- **What to produce**: Set every line of the listing down again, keeping it identical.

Given data: Begin

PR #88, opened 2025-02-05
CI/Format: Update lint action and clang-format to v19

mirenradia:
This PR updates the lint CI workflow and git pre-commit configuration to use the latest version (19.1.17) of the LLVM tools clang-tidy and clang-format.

Given data: End

- **Task answer**:
PR #88, opened 2025-02-05
CI/Format: Update lint action and clang-format to v19

mirenradia:
This PR updates the lint CI workflow and git pre-commit configuration to use the latest version (19.1.17) of the LLVM tools clang-tidy and clang-format.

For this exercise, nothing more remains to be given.